■ **PROBLEM TO WORK ON**
Once you have read the listing, print all of it word for word.

■ **MATERIAL SUPPLIED**
PR #1059, opened 2025-09-22
chore: update provers dependency

atanmarko:


Ekleog-Polygon (approved):

crates/pessimistic-proof-core/src/aggchain_data/aggchain_proof.rs
```diff
@@ -18,7 +18,7 @@ pub struct AggchainProof {
 impl AggchainProof {
     /// Verifies the next proof in the sp1 buffer.
     pub fn verify_aggchain_proof(&self, constrained_values: &ConstrainedValues) {
-        let aggchain_proof_public_values = AggchainProofPublicValues {
+        let _aggchain_proof_public_values = AggchainProofPublicValues {
```
iljakuklic, line 21: Would it make sense to only construct the `aggchain_proof_public_values` object if running on the zkvm?

atanmarko: @iljakuklic Tried it, then whole function, imports need to be in the ` #[cfg(target_os = "zkvm")]`, so decided to go this way eventually.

■ **RESULT OF THE TASK**
PR #1059, opened 2025-09-22
chore: update provers dependency

atanmarko:


Ekleog-Polygon (approved):

crates/pessimistic-proof-core/src/aggchain_data/aggchain_proof.rs
```diff
@@ -18,7 +18,7 @@ pub struct AggchainProof {
 impl AggchainProof {
     /// Verifies the next proof in the sp1 buffer.
     pub fn verify_aggchain_proof(&self, constrained_values: &ConstrainedValues) {
-        let aggchain_proof_public_values = AggchainProofPublicValues {
+        let _aggchain_proof_public_values = AggchainProofPublicValues {
```
iljakuklic, line 21: Would it make sense to only construct the `aggchain_proof_public_values` object if running on the zkvm?

atanmarko: @iljakuklic Tried it, then whole function, imports need to be in the ` #[cfg(target_os = "zkvm")]`, so decided to go this way eventually.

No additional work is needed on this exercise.